## Dataset entries:
PR #853, opened 2019-06-03
model: Refactoring of 'RuleEngineImpl'

cweitkamp:
- Refactoring of `RuleEngineImpl`

See https://github.com/openhab/openhab-core/pull/850#discussion_r289796348


bundles/org.openhab.core.model.rule.runtime/src/org/eclipse/smarthome/model/rule/runtime/internal/engine/RuleEngineImpl.java
```diff
@@ -245,23 +243,21 @@ private void internalItemRemoved(Item item) {
 
     @Override
     public void modelChanged(String modelName, org.eclipse.smarthome.model.core.EventType type) {
```
cweitkamp: Does it hurt if I will change the namespace here? And use an `import` for it?

maggu2810: You want to import `org.eclipse.smarthome.model.core.EventType` and use `EventType type` instead of the FQCN?

I don't know why the FQCN has been used which other `EventType` has been present.

If there is no other one anymore, feel free to import `org.eclipse.smarthome.model.core.EventType` and use `EventType`.

IMHO The API shouldn't be touched.

PR #862, opened 2019-06-09
small improvements of hexutils API and impl.

maggu2810:
* improve HexUtils; e.g. don't create Byte array just to copy its content to a byte array
* migrate the HexUtils integration test to a normal JUnit test

### DIFF
--- a/bundles/org.openhab.core/src/main/java/org/eclipse/smarthome/core/util/HexUtils.java
+++ b/bundles/org.openhab.core/src/main/java/org/eclipse/smarthome/core/util/HexUtils.java
@@ -12,8 +12,7 @@
  */
 package org.eclipse.smarthome.core.util;
 
-import java.util.Arrays;
-import java.util.stream.Collectors;
+import java.nio.charset.StandardCharsets;
 
 import org.eclipse.jdt.annotation.NonNullByDefault;
 import org.eclipse.jdt.annotation.Nullable;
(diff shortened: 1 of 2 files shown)


bundles/org.openhab.core/src/test/java/org/eclipse/smarthome/core/util/HexUtilsTest.java
```diff
@@ -1,3 +1,4 @@
+package org.eclipse.smarthome.core.util;
```
wborn: Your IDE probably tried to "help" you with moving this package declaration above the header. Can you move it back below the copyright header?

maggu2810: done

bundles/org.openhab.core/src/main/java/org/eclipse/smarthome/core/util/HexUtils.java
```diff
@@ -46,10 +46,25 @@ private HexUtils() {
...
+        }
+        final StringBuilder sb = new StringBuilder(bytes.length * 2 + delimiter.length() * (bytes.length - 1));
+        int pos = 0;
+        while (pos < bytes.length - 1) {
+            final byte[] hex = byteToHex(bytes[pos++]);
+            sb.append((char) hex[0]);
+            sb.append((char) hex[1]);
+            sb.append(delimiter);
+        }
+        final byte[] hex = byteToHex(bytes[pos++]);
```
wborn: It seems unnecessary to increase `pos` here after using it: 

```suggestion
        final byte[] hex = byteToHex(bytes[pos]);
```

maggu2810: You are absolutely right, it has been done this way to make it visible that it is the same code as in the while loop except the delimiter.
Sure, we don't need to increment `pos` here, but I don't think that this instruction harm. :wink:

PR #864, opened 2019-06-10
UID: allow to encode arbitrary string (+decode)

maggu2810:
Related to: #847, #848


maggu2810:
I will move the static functions (encode and decode) to an UIDUtils class.

maggu2810:
@davidgraeff Is this still useful for you?

davidgraeff:
Yes, it will be used to deduct thing and channel ids based on MQTT topics.

maggu2810:
ping @openhab/core-maintainers

PR #867, opened 2019-06-12
Sort serial port parameter options

wborn:
When you have many serial ports its easier to find them in a sorted list.

### DIFF
--- a/bundles/org.openhab.core.config.serial/src/main/java/org/eclipse/smarthome/config/serial/internal/SerialConfigOptionProvider.java
+++ b/bundles/org.openhab.core.config.serial/src/main/java/org/eclipse/smarthome/config/serial/internal/SerialConfigOptionProvider.java
@@ -12,10 +12,11 @@
  */
 package org.eclipse.smarthome.config.serial.internal;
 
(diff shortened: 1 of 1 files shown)


maggu2810:
For me this seems to be a mixture of the UI layer and the business logic.

If an user interface would like to provide the options sorted (something I would expect and really prefer), the UI should sort the provided list.

I don't think non UI related code should be changed to use a strict order just because an UI would like to use that order.

If we don't want to adapt several UIs, can't we add a sort / comparation logic in the REST interface?

wborn:
Yes you're right about that this is about presentation and it should be in the presentation layer. I'll create a Paper UI PR for this instead.

> If we don't want to adapt several UIs, can't we add a sort / comparation logic in the REST interface?

Adding a parameter for sorting results would make life a bit easier for API consumers. Though when parts of a UI are lazy loaded it may only want to sort content at the moment it is actually shown. So if it were added, the sorting should be optional.

wborn:
There's now https://github.com/openhab/openhab-webui/pull/80 to get these lists of serial ports sorted. :-)

maggu2810:
Thanks

PR #870, opened 2019-06-12
[ephemeris] upgrade jollyday library to the latest released version

hakan42:
Signed-off-by: Hakan Tandogan <hakan@tandogan.com>

Updating to 0.5.8 so the turkish holidays are available, too 😄


hakan42:
please rebuild, Mr. Travis

PR #873, opened 2019-06-20
don't drop the itests projects from reactor on skipTests

maggu2810:
The bnd-testing-maven-plugin that is used to run the tests already checks for the skipTests property and do not execute any tests if defined.
We should keep the integration tests part of the reactor also if the tests are not executed.


maggu2810:
Same should be done for e.g. addons (I will create the respective PR later).

PR #877, opened 2019-06-20
we don't know if the rule has been deleted async.

maggu2810:


maggu2810:
Travis CI:
* Java 8: failed because of unrelated `Configuration Discovery Tests`
* Java 11: succeeded

PR #878, opened 2019-06-20
handle nullness in unget handler of composite module correctly

maggu2810:


maggu2810:
Travis CI:
* Java 8: succeeded
* Java 11: failed because of unrelated `Configuration Discovery Tests`

PR #904, opened 2019-06-28
add launch configuration to generate the model sources

maggu2810:
This launch configuration should be executed in the distros Oomph setup
as a one time job on first installation (I assume something like
`excludedTriggers="STARTUP MANUAL"`).

If it is executed by as setup instsructions no parallel auto build will
be triggered. If (for testing) executed inside a running IDE manually,
the automatic build should be disabled and a refresh should be triggered
in front of enabling it again.

If you integrate that in the Oomph Distro setup, I assume you can use
the core setup file (not used by others then me I assume) as a template
(and remove it now).

I assume it can be placed after the import task of core and beore a
build task of all projects.

```xml
    <setupTask
        xsi:type="projects:ProjectsImportTask">
      <sourceLocator
          rootFolder="${git.clone.openhabcore.location}"
          locateNestedProjects="true"/>
    </setupTask>
    <setupTask
        xsi:type="launching:LaunchTask"
        id="launch.model.gen"
        excludedTriggers="STARTUP"
        launcher="ModelGen"/>
    <setupTask
        xsi:type="projects:ProjectsBuildTask"
        excludedTriggers="STARTUP"
        refresh="true"
        clean="true"/>
    <setupTask
        xsi:type="setup:ResourceCreationTask"
        id="lifecycle-mapping"
```

Related to: https://github.com/openhab/openhab-distro/issues/927

### DIFF
--- a/tools/oomph/ModelGen.launch
+++ b/tools/oomph/ModelGen.launch
@@ -1,0 +1,20 @@
+<?xml version="1.0" encoding="UTF-8" standalone="no"?>
+<launchConfiguration type="org.eclipse.m2e.Maven2LaunchConfigurationType">
+<booleanAttribute key="M2_DEBUG_OUTPUT" value="false"/>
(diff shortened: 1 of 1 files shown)


kaikreuzer:
Thanks, that looks good. I think we should probably get rid off the "tools/oomph" folder from the repo - but we would then need a new location for this launch file. Would it make sense to put it into the `org.openhab.core.model.core` bundle directly?

maggu2810:
As it is about openhab core launch config and not only a model core one, would `tools/launch` directory a good idea?
It can be a place for Eclipse IDE launch configurations and simple to cleanup...

kaikreuzer:
I would want to avoid to have that many different projects with just 1-2 launch files in them. We already have one in the distro (which is meant to be the central one for the IDE setup) and we will have the same question for the webui repo as well. So I'd prefer to either have them all in the distro/launch folder (as they are executed by the setup file of the distro, this would imho be ok) or to put them within the projects that they deal with (ok to put it to openhab.core itself in this case).

maggu2810:
> I would want to avoid to have that many different projects with just 1-2 launch files in them. 

I absolutely agree, that also one of the reasons I don't like to add that specific launch configuration to the model.core project but use one directory in tue whole repository for all launch configuration.

Okay for me if you want to use one project for the whole distribution as you would like to support only that IDE setup (which makes sense for the openHAB community).
So, migrate that launch configuration to openhab-distro to integrate its call into the setup file.
No need to add it to that repo.

kaikreuzer:
Thanks - I have moved this as discussed to https://github.com/openhab/openhab-distro/pull/935.

PR #1349, opened 2020-02-01
Binding events concept

cdjackson:
This introduces a binding event notification concept that was originally discussed [here](https://github.com/openhab/openhab-addons/pull/977). At the time there was discussion how this fits in with the imminent generic notification system (that then never appeared) and it was then suggested to move this to ESH, and then dropped as ESH maintainers did not require this.

I would like to introduce this again with a view to providing a standard way for bindings to provide information to users. This provides an event factory and standard event system that could be used within a UI to present feedback to users. This has been used in the ZWave binding since OH2.0 to provide feedback about things like exclusion or errors during inclusion.

The events provide a single Type (eg severity) and text information field that can present user feedback.

Currently this is based against the (now deleted) ```2.5.x``` branch, but before I do too much work I want to quickly see if this would now be accepted here, so would welcome any feedback.

### DIFF
--- a/bundles/org.openhab.core/src/main/java/org/eclipse/smarthome/core/binding/events/BindingEvent.java
+++ b/bundles/org.openhab.core/src/main/java/org/eclipse/smarthome/core/binding/events/BindingEvent.java
@@ -1,0 +1,34 @@
+/**
+ * Copyright (c) 2010-2019 Contributors to the openHAB project
+ *
+ * See the NOTICE file(s) distributed with this work for additional
+ * information.
+ *
+ * This program and the accompanying materials are made available under the
+ * terms of the Eclipse Public License 2.0 which is available at
+ * http://www.eclipse.org/legal/epl-2.0
+ *
+ * SPDX-License-Identifier: EPL-2.0
+ */
+package org.eclipse.smarthome.core.binding.events;
+
+import org.eclipse.smarthome.core.events.AbstractEvent;
+
+/**
+ * Event for binding level user notifications
+ *
+ * @author Chris Jackson - Initial Contribution
+ *
+ */
+public class BindingEvent extends AbstractEvent {
+    public final static String TYPE = BindingEvent.class.getSimpleName();
+
+    public BindingEvent(String topic, String binding, String payload) {
+        super(topic, payload, binding);
+    }
+
+    @Override
+    public String getType() {
+        return TYPE;
+    }
+}
--- a/bundles/org.openhab.core/src/main/java/org/eclipse/smarthome/core/binding/events/BindingEventDTO.java
+++ b/bundles/org.openhab.core/src/main/java/org/eclipse/smarthome/core/binding/events/BindingEventDTO.java
@@ -1,0 +1,38 @@
+/**
+ * Copyright (c) 2010-2019 Contributors to the openHAB project
+ *
+ * See the NOTICE file(s) distributed with this work for additional
+ * information.
+ *
+ * This program and the accompanying materials are made available under the
+ * terms of the Eclipse Public License 2.0 which is available at
+ * http://www.eclipse.org/legal/epl-2.0
+ *
+ * SPDX-License-Identifier: EPL-2.0
+ */
+package org.eclipse.smarthome.core.binding.events;
+
+/**
+ * Base BindingEvent data transfer object
+ *
+ * This can be extended by bindings to add binding specific information, but provides basic information to allow the UI
+ * to render a message the user without having to implement any binding specific processor.
+ *
+ * @author Chris Jackson - Initial Contribution
+ *
+ */
+public class BindingEventDTO {
+    public BindingEventType type;
+    public String message;
+
+    /**
+     * Constructs a binding event with the minimal required information to be sent to the user
+     *
+     * @param type the {@link BindingEventType} providing general context and severity
+     * @param message the message to be provided to the user
+     */
+    public BindingEventDTO(BindingEventType type, String message) {
+        this.type = type;
+        this.message = message;
+    }
+}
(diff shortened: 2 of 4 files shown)


cdjackson:
Apologies - I was asked why I closed this. It has been 9 months since this was opened and despite hundreds of PRs being processed, this has had no feedback from the maintainers at all! OH3 milestone is now released and the concept of "quick" feedback seems to be lost.

kaikreuzer:
@cdjackson Please don't take anything personally here - I guess you are yourself well aware how difficult it is to juggle with priorities as a maintainer and how easily issues drown in inboxes and are left unanswered.

I think I was already heavily involved in the previous, linked discussion, so it isn't right that there has not been any feedback. I already stated my opinion and the my main argument was that we should have more than a single binding requiring such a feature. As you might have seen, I even referenced your idea very recently in https://github.com/openhab/openhab-webui/issues/374 to help finding supporters for it.

You also have to admit that the PR itself is worthless as long as there is no concept on how those events should be handled by the UI - and that is the major point, which brings a huge complexity. All the other "hundreds of PRs" where likely of a much smaller scope, less complexity and less open related questions and thus were easier to process and merge.

Feel free to re-open it, but honestly I think it would be even better as an RfC issue (where you will find it in a list of 163 other issues with ideas and suggestions that haven't been answered and discussed in detail either...) - typical management with limited resources, sorry...

cdjackson:
>  we should have more than a single binding requiring such a feature.

I'm not sure what you mean when you say this? The system allows any number of bindings to generate notifications.

> You also have to admit that the PR itself is worthless as long as there is no concept on how those events should be handled by the UI 

This is very simple though - this was done in HABmin way back in OH2.0 - the UI can simply provide a toast type notification, or it could provide an historical list, or...

Unfortunately I need to move on now so I'll introduce this into a fork. This is required for me to move forward with ZWave certification - ZWave alliance requires such a system to provide feedback to users.

ghys:
FWIW, I think a central notification infrastructure is still missing in openHAB, we have:
- the need for bindings to send notifications (this PR);
- different ways to push notifications, mostly from rules or as thing actions - e.g. openHAB Cloud, HABot webpush, Telegram, etc. and they all have their own API;
- the need to store ongoing notifications until they're seen/dismissed, and display them

I think a somewhat generic pub-sub pattern would be appropriate in this case, with some facilities to push arbitrary objects to allow rich notifications, eventually tailored to one subscriber in particular - for instance, some clients could display widgets along with the message, or an image, or action buttons...

kaikreuzer:
@ghys Sounds pretty much like what was discussed in https://github.com/eclipse-archived/smarthome/pull/459 - and you might already see the inherent complexity when mentioning different notification channels, images, action buttons, etc.

I am not at all against it though and I was already [deeply involved in the early discussions](https://www.eclipse.org/forums/index.php/t/1070058/) on that.
I'd say that this is foremost a UX discussion which we would have to do and where we need to be clear on what kind of notifications (prio, properties, back-channels) should be sent through which channels (push, UI notification inbox, part of a wizard flow,...) in which situation. A technical PR like this one here would then be an outcome from that.
Imho, the best place for such a discussion would be the AC as it will have an impact on all the different components of openHAB.

kaikreuzer:
> ZWave alliance requires such a system to provide feedback to users.

@cdjackson That could probably be valuable input to the discussion. What have they identified (and thus specified) when+what+how should be notified to the user?

I understand that doing a fork is undesired additional work for you, so I'll do my best to help to align any of the concepts, so that there's a good chance to bring the forks together again. Btw, what UI are you using for the certification work? Are you using some custom UI or did you also do a fork of the openHAB UI for that purpose?

cdjackson:
> That could probably be valuable input to the discussion.

I tried to make this PR unrelated to ZWave and not get driven by what one binding wants. This notification system, as was the case with the PR I submitted to ESH, was to allow ALL bindings to send simple notifications to the user. Therefore I did not previously list ZWave specific notifications that I want to send as I don't really think that level of detail is needed here. I know you closed the ESH PR with a statement that this was only applicable for ZWave - that was never the intention and I therefore try and keep ZWave out of this. If you think that this is only a ZWave issue still, then let's close this and I will implement my own notification system as I did previously in ZWave and HABmin.

> What have they identified (and thus specified) when+what+how should be notified to the user?

There are simply a number of things that the requirements state "the user must be notified" - it doesn't say how this is done, and I don't really think we need to get into detail of the ZWave binding. However, since you ask, here are a couple of lines from the requirements. Eg -:

* MUST issue a warning message to the user informing that the node has not been included with the highest security.
* MUST inform the end user that the node will stay in the network and requires to be excluded manually

For me, a toast, or something similar is fine - this is what HABmin did with this sort of thing using exactly this notification system. Most of these functions are to provide feedback to the user during a "manual" function where the user will be watching the UI - for example during discovery. This could be extended with some sort of caching, and possibly user acknowledgement to cancel old notifications, and it could be further extended to add support for actions. However I need to get a basic functioning notification system implemented sooner rather than later so spending another 6 months discussing extended requirements doesn't really work.

> I understand that doing a fork is undesired additional work for you, so I'll do my best to help to align any of the concepts, so that there's a good chance to bring the forks together again.

The fork is undesirable, but is unfortunately unavoidable for a number of reasons now. However I would like to contribute features into OH where possible for the benefit of everyone. However I'm also in a position where I can't wait months for feedback, and sadly that may drive things directly into the fork.

> what UI are you using for the certification work?

Currently I personally use the OH3 UI (largely unmodified) for testing, however the end user for this has their own UI as part of a much broader system so that will be used (I assume) for the actual certification.

> Are you using some custom UI or did you also do a fork of the openHAB UI for that purpose?

As above - both :)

## Your objective:
When you repeat the lines, start with the first line of the material and end with the line that contains "-import java.util.stream.Collectors;", keeping both and reproducing each exactly, with nothing added.

## Result:
PR #853, opened 2019-06-03
model: Refactoring of 'RuleEngineImpl'

cweitkamp:
- Refactoring of `RuleEngineImpl`

See https://github.com/openhab/openhab-core/pull/850#discussion_r289796348


bundles/org.openhab.core.model.rule.runtime/src/org/eclipse/smarthome/model/rule/runtime/internal/engine/RuleEngineImpl.java
```diff
@@ -245,23 +243,21 @@ private void internalItemRemoved(Item item) {
 
     @Override
     public void modelChanged(String modelName, org.eclipse.smarthome.model.core.EventType type) {
```
cweitkamp: Does it hurt if I will change the namespace here? And use an `import` for it?

maggu2810: You want to import `org.eclipse.smarthome.model.core.EventType` and use `EventType type` instead of the FQCN?

I don't know why the FQCN has been used which other `EventType` has been present.

If there is no other one anymore, feel free to import `org.eclipse.smarthome.model.core.EventType` and use `EventType`.

IMHO The API shouldn't be touched.

PR #862, opened 2019-06-09
small improvements of hexutils API and impl.

maggu2810:
* improve HexUtils; e.g. don't create Byte array just to copy its content to a byte array
* migrate the HexUtils integration test to a normal JUnit test

### DIFF
--- a/bundles/org.openhab.core/src/main/java/org/eclipse/smarthome/core/util/HexUtils.java
+++ b/bundles/org.openhab.core/src/main/java/org/eclipse/smarthome/core/util/HexUtils.java
@@ -12,8 +12,7 @@
  */
 package org.eclipse.smarthome.core.util;
 
-import java.util.Arrays;
-import java.util.stream.Collectors;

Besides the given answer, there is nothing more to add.